# When a Passion for Videogames Helps Land That Job (WSJ)



## JohnG (Mar 7, 2019)

https://www.wsj.com/articles/when-a...ob-11551888001?mod=searchresults&page=1&pos=1

By 
Sarah E. Needleman
March 6, 2019 11:00 a.m. ET

Work history, check. Education, check. Videogame experience ... check?

Employers across a range of industries are embracing résumés that include backgrounds in making or playing videogames, concluding the digital pastime can help employees with online collaboration, problem solving and other critical workplace skills.

[article continues]


----------



## Jimmy Hellfire (Mar 7, 2019)

I can see that to some degree. Obviously they're talking about the high-functioning, super-organised, teamwork video game thing - not so much the basement dwelling, wasting away, screaming in rage at your computer screen thing.

I know a guy who's head of marketing in a really big gambling company. Total workaholic. He used to play World Of Warcraft in one of the most significant and successful guilds at the time - however that is measured. He's still kind of the same way - high energy, highly organized, highly invested, leads a huge team, resolute.

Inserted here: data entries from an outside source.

PR #579, opened 2020-06-25
Add modifiers for error code and class (#576)

kim:
Arguably the most naive / liberal way to allow for custom errors. There might be reasons to only allow a subset of the error codes / classes, but I can't make up my mind which ones that should be. If that's the case, perhaps a set of specialised constructors would be preferrable, otherwise I'd lean towards amending this to define a `new` constructor which takes the code and class directly.

Aside: I noticed that the `ErrorCode` enum is missing some possible values from the binding. I'll submit that separately.

### DIFF
--- a/src/error.rs
+++ b/src/error.rs
@@ -16,6 +16,18 @@ pub struct Error {
 }
 
 impl Error {
+    /// Creates a new error.
+    ///
+    /// This is mainly intended for implementors of custom transports or
+    /// database backends, where it is desirable to propagate an [`Error`]
+    /// through `libgit2`.
+    pub fn new<S: AsRef<str>>(code: ErrorCode, class: ErrorClass, message: S) -> Self {
+        let mut err = Error::from_str(message.as_ref());
+        err.set_code(code);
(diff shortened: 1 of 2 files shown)


alexcrichton:
Thanks! Could these take `&mut self` though since I think that's more idiomatic?

kim:
> I think that's more idiomatic

I'm seeing "setters" used in a few different flavours across the ecosystem, so I can't tell, really :) `mut Self -> Self`, `&mut self -> &mut Self`, and `&mut self -> ()` all yield very different ergonomics, and I chose the first because I figured that one would mostly want to construct custom errors, not actually modify them. So, what do you think of just `new(class, code, message)` or `custom(...)`?

alexcrichton:
Adding `new` also sounds good to me! Typically with what I've seen `with_x` is `self -> self` while `set_x` is just `&mut self -> ()`. Builder-style `x` is where `&mut self -> &mut self` comes into play

alexcrichton:
Thanks!

PR #583, opened 2020-06-29
Add bindings for `git_config_multivar_iterator_new`

kim:
Yields a slightly more convenient API over just filtering the iterator returned
by `entries`, as we don't have to unwrap the `entry` only to discard it.


alexcrichton:
👍

PR #586, opened 2020-07-05
Document IndexEntry.path a bit

pkgw:
I've just started trying to use this library and had some questions about the semantics of the `IndexEntry.path` field. I've added a brief docstring to record my findings for posterity.

### DIFF
--- a/src/index.rs
+++ b/src/index.rs
@@ -66,6 +66,21 @@ pub struct IndexEntry {
     pub id: Oid,
     pub flags: u16,
     pub flags_extended: u16,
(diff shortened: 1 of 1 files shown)


alexcrichton:
@pkgw want to add a reference and/or extra bits from the docs @ehuss linked?

pkgw:
@alexcrichton Done, plus mentioning the existence of `util::bytes2path` if one wants to see how to turn these bytes into a path.

alexcrichton:
👍

Issue #585, opened 2020-07-05
Segfault in `Index::add_all()` with empty `pathspecs` slice and `Some(cb)`


cpick:
If `Index::add_all()` is called with an empty (`&[]`) `pathspecs` slice and `Some(...)` callback then it will crash.

If `pathspecs` is set to anything (eg `&[*]`) or `cb` is set to `None` then it runs without a crash.
I suspect the issue is that it's crashing trying to create the `matched_pathspec` argument for the callback and that the type of that argument should be changed to be an `Option<&[u8]>`.

Full steps to reproduce:
```sh
$ cargo new git2-crash
$ cd git2-crash
$ echo 'git2 = "0.13.6"' >> Cargo.toml
$ cat >|src/main.rs <<EOF
fn main() {
    let pathspecs: &[&str] = &[];
    git2::Repository::open(".")
        .unwrap()
        .index()
        .unwrap()
        .add_all(pathspecs, Default::default(), Some(&mut |_path, _matched_pathspec| 0))
        .unwrap();
}
EOF
$ cargo run
    Updating crates.io index
...
   Compiling git2-crash v0.1.0 (/Users/cpick/src/delme/git2-crash)
    Finished dev [unoptimized + debuginfo] target(s) in 14.64s
     Running `target/debug/git2-crash`
Segmentation fault: 11
```

ehuss:
Yea, it looks like the [`matched_pathspec`](https://github.com/rust-lang/git2-rs/blob/4015887b56ae579a840d528955542370844772ef/src/index.rs#L590) should allow NULL as a value, per the behavior of [`git_pathspec__match`](https://github.com/libgit2/libgit2/blob/8720ae8a2c9045cb9494d328e3fc6370decbb774/src/pathspec.c#L209-L210) which uses NULL if none of the pathspecs match.

alexcrichton:
Thanks for digging in @ehuss!

I've posted https://github.com/rust-lang/git2-rs/pull/587 to at least panic instead of segfaulting, but a breaking change will be needed to fully fix this to use `Option` instead.

cpick:
I definitely understand the hesitation to introduce a breaking change and panicking is strictly better than segfaulting, but I think there may be some room for improvement on that too.

[...]

PR #587, opened 2020-07-06
Translate a segfault to a panic

alexcrichton:
At least fixes the segfault from #585, but a breaking change will be
needed to fix this at the source.

### DIFF
--- a/src/index.rs
+++ b/src/index.rs
@@ -591,10 +591,9 @@ extern "C" fn index_matched_path_cb(
     payload: *mut c_void,
 ) -> c_int {
     unsafe {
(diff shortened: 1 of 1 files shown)


alexcrichton:
Er I need to work on the test, but the general idea is here.

ehuss:
I think the repo needs to have at least one diff entry. An untracked file or a modified file should work. 

I'm not a huge fan of `should_panic` tests, since any of those `unwrap`s could fail, which would give a false positive.

alexcrichton:
Sadly I don't have time right now to handle this, so I'm going to close this.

Just in a different field now.


----------



## NYC Composer (Mar 8, 2019)

Can’t read the article because I don’t subscribe to WSJ, but my first thought was “what a load of crap.” 

I’m often wrong (shrug).


----------



## JohnG (Mar 8, 2019)

NYC Composer said:


> Can’t read the article because I don’t subscribe to WSJ, but my first thought was “what a load of crap.”
> 
> I’m often wrong (shrug).



If you don't subscribe to the WSJ, you will go to Hell.

Unless maybe I have that backwards.


----------



## WaveRider (Mar 19, 2019)

Finally, all those years of sitting on my ass being a useless member of society has paid off!


----------



## kevthurman (Mar 19, 2019)

You simply can't be a top-tier performer in e-sports or in a highly performing guild in an mmo or something without the kind of work ethic that employers want. Becoming a really great player is just like becoming a great musician, or a great anything. Practice, study, patience. It's only common sense that as younger generations move up the rank they're going to realize that.


----------



## mscp (Mar 22, 2019)

How should one dress for those interviews? I wonder...


----------



## Fredeke (Apr 14, 2019)

Phil81 said:


> How should one dress for those interviews? I wonder...


Full-on cosplay, I would assume.


----------